We evaluated two rounding policies: round-to-nearest and stochastic rounding (Gupta et al., 2015). Round-to-nearest (*determ*) deterministically rounds numbers to the nearest value, while stochastic rounding (*stoc*) stochastically rounds numbers with probability depending on the remainder of the number. We will show that rounding policies play a larger role when operating with narrow mantissas.



Figure 5. Hybrid BFP-FP accelerator with BFP

### 4.4. FPGA BFP prototype

To illustrate the area trade-offs of hybrid BFP-FP accelerators, we synthesized a proof-of-concept accelerator, shown in figure 5. We implemented the basic operations needed for neural network training (i.e., matrix multiplication, transpose, convolutions and data movement operations) using a dataflow similar to (Chen et al., 2016).

The matrix multiplication unit employs  $75 \times 75$  systolic array of multiply-accumulate (MAC) units that feed a 75-wide activation/loss unit. The matrix multiplication unit operates on BFP values and the other units operate on custom floating point representation that features a 10-bit exponent and a 8-bit mantissa. In steady state, the matrix multiplication unit computes 75 dot products taking 75-wide tensors as inputs per cycle.

The FP-to-BFP units convert tensors by detecting the maximum exponent of the input FP tensors and normalizing the mantissas accordingly, while the BFP-to-FP unit normalizes the mantissas according to the single given exponent. The activation/loss and the conversion units are capable of processing a single 75-wide tensor per cycle. Weights are kept in BFP throughout the entire training process and during inference.

We synthesized the accelerator in a Stratix V 5SGSD5 FPGA at a clock rate of 200MHz. We achieve a maximum throughput of 1 TOp/s when using 8-bit wide MACs in the matrix-multiplier with FP activations, the FP-to-BFP and the BFP-to-FP conversion units occupying less than 10% of the FPGA resources. This is an  $8.5 \times$  throughput improvement over a variant of the accelerator that employs FP16 MAC units synthesized on the same FPGA.

### 5. Methodology

#### 5.1. Implementation

We train DNNs with the hybrid approach, using BFP in the compute-intensive operations (matrix multiplications, convolutions) and FP32 in the other operations.
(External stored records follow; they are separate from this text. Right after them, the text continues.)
PR #1296, opened 2022-04-06
WIP: Cleanup and rework poc proposals

vihu:
- Remove poc_keys from block
- Update proto for removing keys from block
- Store poc proposal directly in the ledger on heartbeat txn
- Remove unnecessary cruft and address some review cmts
~~- Add poc_proposal_processing_count chain var~~
- publishes blockchain event containing the selected poc keys per block, to be consumed by miner and sibyl

### DIFF
--- a/src/blockchain.erl
+++ b/src/blockchain.erl
@@ -2542,6 +2542,8 @@ save_block(Block, Batch, #blockchain{default=DefaultCF, blocks=BlocksCF, heights
     ok = rocksdb:batch_put(Batch, HeightsCF, <<Height:64/integer-unsigned-big>>, Hash),
     Info = mk_block_info(Hash, Block),
     Ledger = ?MODULE:ledger(Chain),
+    %% TODO: confirm if this is the best place for generating the key proposals
+    %% and sending the associated event
     BlockPOCs = blockchain_ledger_v1:process_poc_proposals(Height, Hash, Ledger),
     ok = blockchain_worker:notify({poc_keys, Height, Hash, false, BlockPOCs}),
     ok = rocksdb:batch_put(Batch, InfoCF, <<Height:64/integer-unsigned-big>>, term_to_binary(Info)).
--- a/src/blockchain.erl
+++ b/src/blockchain.erl
@@ -2545,7 +2545,7 @@ save_block(Block, Batch, #blockchain{default=DefaultCF, blocks=BlocksCF, heights
     %% TODO: confirm if this is the best place for generating the key proposals
     %% and sending the associated event
     BlockPOCs = blockchain_ledger_v1:process_poc_proposals(Height, Hash, Ledger),
-    ok = blockchain_worker:notify({poc_keys, Height, Hash, false, BlockPOCs}),
+    ok = blockchain_worker:notify({poc_keys, {Height, Hash, false, BlockPOCs}}),
     ok = rocksdb:batch_put(Batch, InfoCF, <<Height:64/integer-unsigned-big>>, term_to_binary(Info)).
 
 save_temp_block(Block, #blockchain{db=DB, temp_blocks=TempBlocks, default=DefaultCF}=Chain) ->
--- a/src/blockchain.erl
+++ b/src/blockchain.erl
@@ -2531,7 +2531,7 @@ save_block(Block, Chain = #blockchain{db=DB}) ->
 
 -spec save_block(blockchain_block:block(), rocksdb:batch_handle(), blockchain()) -> ok.
 save_block(Block, Batch, #blockchain{default=DefaultCF, blocks=BlocksCF, heights=HeightsCF,
-                                     info=InfoCF}) ->
+                                     info=InfoCF} = Chain) ->
     Height = blockchain_block:height(Block),
     Hash = blockchain_block:hash_block(Block),
     ok = rocksdb:batch_put(Batch, BlocksCF, Hash, blockchain_block:serialize(Block)),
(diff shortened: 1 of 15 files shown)


src/blockchain.erl
```diff
@@ -796,43 +796,23 @@ get_block_info(Height, Chain = #blockchain{db=DB, info=InfoCF}) ->
...
-        case PoCRequests of
-            M when map_size(M) == 0 ->
-                PoCKeys;
-            _ ->
-                PoCRequests
-        end,
+    PoCs = lists:flatmap(
+             fun(Txn) ->
+                     case blockchain_txn:type(Txn) of
+                         blockchain_txn_poc_request_v1 ->
```
jeffgrunewald, line 804: after the chain var switch over to validator-led PoC this will _always_ be an empty list since we no longer use the `blockchain_txn_poc_request_v1` (or any sort of txn_poc_request as i understand it) which is why the comment on the previous version of the code. is it worth keeping this field around as an empty map in the block info?

src/ledger/v1/blockchain_ledger_v1.erl
```diff
@@ -2080,33 +2081,59 @@ delete_poc(OnionKeyHash, Challenger, Ledger) ->
...
+                {ok, K} ->
+                    RandState = blockchain_util:rand_state(BlockHash),
+                    {_, POCSubset} = blockchain_utils:deterministic_subset(K, RandState, ProposedPOCs),
+                    lists:foreach(fun({_Proposal, POC}) ->
+                                          %% TODO: Do something with the proposal...?
+
+                                          ActivePOC = blockchain_ledger_poc_v3:status(POC, active),
+                                          OnionKeyHash = blockchain_ledger_poc_v3:onion_key_hash(ActivePOC),
+                                          Challenger = blockchain_ledger_poc_v3:challenger(ActivePOC),
+                                          save_public_poc_(OnionKeyHash, Challenger, BlockHash, BlockHeight, Ledger)
```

We modified TensorFlow's (Abadi et al., 2016) matrix multiplications and convolution operations to reproduce the behaviour of BFP matrix multipliers in both the forward and backward passes.

We used TensorFlow's *defun* function to create a new op that processes the inputs and outputs of both the forward and backward passes of another tensorflow op, to simulate the usage of BFP. In the forward pass, shown in Figure 6a, we convert both inputs (x and w) to BFP, giving the x tensor one exponent per training input and the w tensor one



Figure 6. BFP simulation in TensorFlow. Both layerOp and their derivatives are native FP32 operations executed in a traditional GPU.

exponent per matrix. Then we execute the target operation with native floating-point arithmetic, and saturate the outputs of the original op, to simulate the saturation that occurs in fixed-point matrix multipliers. In the backward pass, we perform the same pre-/post-processing of the inputs/outputs of the x derivative (Figure 6b), but handle the w derivative differently (Figure 6c) since it performs a reduction across entire batches. Thus, to emulate the behavior of an accelerator with native BFP, we convert inputs to BFP tensors that share exponents across the entire batch. Finally, we re-align weights and their gradients during updates to simulate the update of weights stored in BFP.

Using *defun* enables us to evaluate the impact of the hybrid approach on training quality without building and integrating a full-blown distributed BFP accelerator into a machine learning framework. It also enables us to take advantage of the highly optimized GPU kernels already available for all the different varieties of convolution and fully-connected layers.

#### 5.2. Evaluation Setup

**Datasets.** We experiment with a set of popular image classification tasks.

CIFAR-10 and CIFAR-100 (Krizhevsky, 2009). Each consists of a training set of size 50K and a test set of size 10K. Instances are 32 × 32 color images representing 10 or 100 classes. We adopt a standard data augmentation scheme (He et al., 2016; Huang et al., 2016), by randomly cropping and flipping. For preprocessing, we normalize the data using the channel means and standard deviations.

Note that we use a model trained on CIFAR-10 to explore the design space of block-floating point implementations, and report the overall performance of BFP on the more challenging CIFAR-100. • The SVHN (Netzer et al., 2011) dataset consists of color images of house numbers collected by Google Street View. The data format is the image of size  $32 \times 32$  centered around a single character. It consists of 73K images in the training set and 26K images in the test set. We do not use data augmentation and only divide the pixel values by 255 for data pre-processing.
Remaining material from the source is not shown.